> _ASSIGNMENT_: Within the records, say how many lines include the word "which"; the answer should be the number and no more.
[[ RECORDS FOR THE TASK open ]]
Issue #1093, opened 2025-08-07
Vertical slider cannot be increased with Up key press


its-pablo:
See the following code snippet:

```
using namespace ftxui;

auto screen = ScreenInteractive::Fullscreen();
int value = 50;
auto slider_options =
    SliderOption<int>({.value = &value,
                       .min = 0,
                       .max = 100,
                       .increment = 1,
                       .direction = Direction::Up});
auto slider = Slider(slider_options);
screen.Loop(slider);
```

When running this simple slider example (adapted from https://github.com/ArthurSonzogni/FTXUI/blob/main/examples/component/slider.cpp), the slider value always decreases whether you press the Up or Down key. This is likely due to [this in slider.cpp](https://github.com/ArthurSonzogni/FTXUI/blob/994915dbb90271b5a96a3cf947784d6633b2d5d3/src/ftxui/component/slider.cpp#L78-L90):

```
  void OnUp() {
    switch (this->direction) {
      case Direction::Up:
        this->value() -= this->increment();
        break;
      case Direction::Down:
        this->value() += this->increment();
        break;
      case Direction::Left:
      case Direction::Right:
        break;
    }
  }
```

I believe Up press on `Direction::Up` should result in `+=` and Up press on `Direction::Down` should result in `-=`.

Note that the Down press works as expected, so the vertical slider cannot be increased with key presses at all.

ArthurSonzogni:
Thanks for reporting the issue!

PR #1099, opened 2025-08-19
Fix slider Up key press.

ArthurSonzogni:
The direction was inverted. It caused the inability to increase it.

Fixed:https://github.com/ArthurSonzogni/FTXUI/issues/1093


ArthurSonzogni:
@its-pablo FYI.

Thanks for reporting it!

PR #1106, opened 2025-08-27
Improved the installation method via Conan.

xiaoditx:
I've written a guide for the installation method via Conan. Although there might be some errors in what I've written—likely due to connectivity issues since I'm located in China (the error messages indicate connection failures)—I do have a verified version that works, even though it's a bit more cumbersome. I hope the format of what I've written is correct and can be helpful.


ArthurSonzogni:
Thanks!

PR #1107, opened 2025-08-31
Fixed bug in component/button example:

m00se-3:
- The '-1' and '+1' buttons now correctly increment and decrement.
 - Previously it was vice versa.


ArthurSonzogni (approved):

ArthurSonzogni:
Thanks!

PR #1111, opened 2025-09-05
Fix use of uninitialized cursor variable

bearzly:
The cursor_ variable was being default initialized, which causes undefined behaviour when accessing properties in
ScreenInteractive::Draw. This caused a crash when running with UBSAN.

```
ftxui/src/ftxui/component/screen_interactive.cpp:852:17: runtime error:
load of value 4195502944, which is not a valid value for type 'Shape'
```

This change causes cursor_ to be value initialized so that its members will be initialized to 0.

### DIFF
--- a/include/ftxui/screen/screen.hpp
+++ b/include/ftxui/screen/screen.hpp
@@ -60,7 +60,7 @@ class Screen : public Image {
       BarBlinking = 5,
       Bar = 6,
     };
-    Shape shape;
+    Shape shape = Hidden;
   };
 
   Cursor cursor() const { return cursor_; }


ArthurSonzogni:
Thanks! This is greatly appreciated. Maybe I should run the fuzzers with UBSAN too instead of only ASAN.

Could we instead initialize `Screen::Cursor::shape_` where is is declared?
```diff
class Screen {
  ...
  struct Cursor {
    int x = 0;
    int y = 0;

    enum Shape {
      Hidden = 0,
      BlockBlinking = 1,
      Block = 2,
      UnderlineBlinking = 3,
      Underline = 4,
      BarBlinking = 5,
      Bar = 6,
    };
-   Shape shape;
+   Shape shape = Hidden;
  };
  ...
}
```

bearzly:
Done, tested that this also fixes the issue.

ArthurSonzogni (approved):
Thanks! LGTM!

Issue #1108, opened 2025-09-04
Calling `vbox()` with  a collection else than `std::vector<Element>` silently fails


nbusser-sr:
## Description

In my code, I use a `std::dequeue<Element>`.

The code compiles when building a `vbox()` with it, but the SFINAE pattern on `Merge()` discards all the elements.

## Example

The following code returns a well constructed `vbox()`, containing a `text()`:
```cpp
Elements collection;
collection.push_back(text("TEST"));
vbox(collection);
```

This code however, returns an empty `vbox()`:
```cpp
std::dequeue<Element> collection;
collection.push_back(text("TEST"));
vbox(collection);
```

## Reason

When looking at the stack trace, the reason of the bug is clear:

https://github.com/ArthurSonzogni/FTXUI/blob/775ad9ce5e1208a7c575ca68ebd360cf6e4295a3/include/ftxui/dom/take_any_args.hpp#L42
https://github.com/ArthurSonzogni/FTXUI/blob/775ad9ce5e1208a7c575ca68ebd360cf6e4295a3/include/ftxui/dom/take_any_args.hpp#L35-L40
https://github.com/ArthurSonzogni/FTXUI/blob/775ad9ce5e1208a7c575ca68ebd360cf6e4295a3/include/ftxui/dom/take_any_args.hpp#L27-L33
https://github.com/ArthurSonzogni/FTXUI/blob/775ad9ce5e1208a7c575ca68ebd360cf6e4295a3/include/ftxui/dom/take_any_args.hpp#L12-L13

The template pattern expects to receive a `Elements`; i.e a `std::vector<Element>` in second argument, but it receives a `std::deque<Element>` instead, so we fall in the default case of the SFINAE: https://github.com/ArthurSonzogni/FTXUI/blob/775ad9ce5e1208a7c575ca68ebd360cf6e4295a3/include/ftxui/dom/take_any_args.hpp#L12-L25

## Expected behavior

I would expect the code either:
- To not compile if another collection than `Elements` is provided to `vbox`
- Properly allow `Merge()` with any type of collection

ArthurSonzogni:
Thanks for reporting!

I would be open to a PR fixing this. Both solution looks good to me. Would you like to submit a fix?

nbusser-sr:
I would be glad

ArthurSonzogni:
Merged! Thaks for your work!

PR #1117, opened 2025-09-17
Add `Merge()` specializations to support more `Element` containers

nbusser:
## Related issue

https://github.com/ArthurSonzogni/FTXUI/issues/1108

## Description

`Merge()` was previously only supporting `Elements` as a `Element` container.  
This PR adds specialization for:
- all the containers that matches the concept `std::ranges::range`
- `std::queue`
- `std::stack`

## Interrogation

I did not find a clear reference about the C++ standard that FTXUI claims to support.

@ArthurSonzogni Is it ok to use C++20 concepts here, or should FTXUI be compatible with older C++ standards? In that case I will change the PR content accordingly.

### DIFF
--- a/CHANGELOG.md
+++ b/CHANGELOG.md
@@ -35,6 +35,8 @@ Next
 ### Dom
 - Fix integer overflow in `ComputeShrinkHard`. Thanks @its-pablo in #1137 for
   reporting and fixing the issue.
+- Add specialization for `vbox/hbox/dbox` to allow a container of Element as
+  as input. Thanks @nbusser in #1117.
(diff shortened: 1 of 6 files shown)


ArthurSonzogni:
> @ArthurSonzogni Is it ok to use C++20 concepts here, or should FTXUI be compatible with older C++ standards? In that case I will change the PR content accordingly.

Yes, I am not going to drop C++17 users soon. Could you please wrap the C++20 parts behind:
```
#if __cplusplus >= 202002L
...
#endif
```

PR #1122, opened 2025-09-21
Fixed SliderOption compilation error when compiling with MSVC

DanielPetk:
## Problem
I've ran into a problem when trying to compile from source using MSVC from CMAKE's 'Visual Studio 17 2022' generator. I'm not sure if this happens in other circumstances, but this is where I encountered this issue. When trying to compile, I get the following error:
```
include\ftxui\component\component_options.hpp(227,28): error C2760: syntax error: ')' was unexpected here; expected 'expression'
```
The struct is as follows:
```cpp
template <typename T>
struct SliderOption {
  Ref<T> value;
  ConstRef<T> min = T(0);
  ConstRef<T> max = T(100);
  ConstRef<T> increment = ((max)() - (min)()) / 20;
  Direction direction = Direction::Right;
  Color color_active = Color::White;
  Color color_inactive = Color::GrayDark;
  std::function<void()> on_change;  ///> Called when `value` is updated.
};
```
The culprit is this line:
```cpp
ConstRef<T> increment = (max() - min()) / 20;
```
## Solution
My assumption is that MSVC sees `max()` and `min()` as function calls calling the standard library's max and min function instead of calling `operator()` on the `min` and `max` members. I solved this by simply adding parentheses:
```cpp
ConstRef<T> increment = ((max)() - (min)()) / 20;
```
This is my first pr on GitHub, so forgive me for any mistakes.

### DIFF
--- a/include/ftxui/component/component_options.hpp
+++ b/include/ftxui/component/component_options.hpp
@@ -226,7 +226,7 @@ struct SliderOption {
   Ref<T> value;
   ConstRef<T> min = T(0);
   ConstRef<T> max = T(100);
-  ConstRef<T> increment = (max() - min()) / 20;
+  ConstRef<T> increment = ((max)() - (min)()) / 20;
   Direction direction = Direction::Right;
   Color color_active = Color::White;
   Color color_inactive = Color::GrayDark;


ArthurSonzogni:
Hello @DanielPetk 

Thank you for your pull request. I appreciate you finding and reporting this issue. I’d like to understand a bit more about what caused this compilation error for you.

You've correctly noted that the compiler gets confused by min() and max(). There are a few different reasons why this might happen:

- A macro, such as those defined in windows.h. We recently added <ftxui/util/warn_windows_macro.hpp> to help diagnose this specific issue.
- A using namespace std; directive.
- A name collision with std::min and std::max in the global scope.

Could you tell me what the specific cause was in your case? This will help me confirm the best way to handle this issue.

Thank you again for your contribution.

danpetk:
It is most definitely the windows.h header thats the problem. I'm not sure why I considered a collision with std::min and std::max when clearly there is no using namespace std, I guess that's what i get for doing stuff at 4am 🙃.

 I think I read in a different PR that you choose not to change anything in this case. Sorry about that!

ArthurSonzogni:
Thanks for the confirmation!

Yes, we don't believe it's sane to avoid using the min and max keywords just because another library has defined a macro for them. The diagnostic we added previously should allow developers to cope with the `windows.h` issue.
[[ RECORDS FOR THE TASK closed ]]
[[ RECORDS FOR THE TASK open ]]
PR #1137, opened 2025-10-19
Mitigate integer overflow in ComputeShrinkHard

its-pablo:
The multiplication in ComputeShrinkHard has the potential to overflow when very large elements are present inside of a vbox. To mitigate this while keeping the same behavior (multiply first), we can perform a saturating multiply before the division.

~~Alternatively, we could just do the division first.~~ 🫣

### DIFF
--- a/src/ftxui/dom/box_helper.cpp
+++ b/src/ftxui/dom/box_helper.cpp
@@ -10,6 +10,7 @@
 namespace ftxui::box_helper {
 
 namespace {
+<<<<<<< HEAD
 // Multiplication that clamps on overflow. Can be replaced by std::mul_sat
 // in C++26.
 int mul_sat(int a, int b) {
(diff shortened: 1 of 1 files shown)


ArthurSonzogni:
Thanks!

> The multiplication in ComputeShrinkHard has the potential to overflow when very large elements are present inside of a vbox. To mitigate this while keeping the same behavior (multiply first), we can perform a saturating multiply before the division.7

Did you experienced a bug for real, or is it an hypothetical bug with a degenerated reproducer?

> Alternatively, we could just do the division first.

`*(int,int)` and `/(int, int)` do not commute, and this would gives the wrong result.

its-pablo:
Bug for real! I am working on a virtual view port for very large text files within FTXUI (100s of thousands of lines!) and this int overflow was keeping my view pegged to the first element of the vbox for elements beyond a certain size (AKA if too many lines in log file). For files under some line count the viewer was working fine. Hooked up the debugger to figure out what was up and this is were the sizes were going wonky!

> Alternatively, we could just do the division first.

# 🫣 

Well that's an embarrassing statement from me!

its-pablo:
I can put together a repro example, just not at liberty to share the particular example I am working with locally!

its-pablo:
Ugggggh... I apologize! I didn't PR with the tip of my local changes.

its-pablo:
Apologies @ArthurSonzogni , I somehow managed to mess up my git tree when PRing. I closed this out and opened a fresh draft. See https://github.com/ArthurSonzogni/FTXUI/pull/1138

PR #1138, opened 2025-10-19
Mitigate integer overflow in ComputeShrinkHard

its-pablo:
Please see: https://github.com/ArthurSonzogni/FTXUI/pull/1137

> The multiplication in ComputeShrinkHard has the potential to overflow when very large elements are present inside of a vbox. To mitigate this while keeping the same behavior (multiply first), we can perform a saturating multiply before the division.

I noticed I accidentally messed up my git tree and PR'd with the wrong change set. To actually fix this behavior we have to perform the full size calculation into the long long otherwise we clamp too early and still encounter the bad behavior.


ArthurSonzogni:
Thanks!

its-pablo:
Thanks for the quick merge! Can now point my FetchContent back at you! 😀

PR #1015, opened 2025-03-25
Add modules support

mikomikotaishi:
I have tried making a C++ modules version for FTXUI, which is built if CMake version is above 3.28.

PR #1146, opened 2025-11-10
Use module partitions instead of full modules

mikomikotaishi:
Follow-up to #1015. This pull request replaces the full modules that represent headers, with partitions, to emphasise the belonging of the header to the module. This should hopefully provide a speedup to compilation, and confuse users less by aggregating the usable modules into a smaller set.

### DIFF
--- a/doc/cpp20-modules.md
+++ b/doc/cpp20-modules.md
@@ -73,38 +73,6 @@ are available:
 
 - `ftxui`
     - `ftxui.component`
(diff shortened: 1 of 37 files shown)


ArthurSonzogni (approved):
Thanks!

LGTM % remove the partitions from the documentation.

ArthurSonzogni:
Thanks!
[[ RECORDS FOR THE TASK closed ]]
> _FINISHED EXERCISE_: 3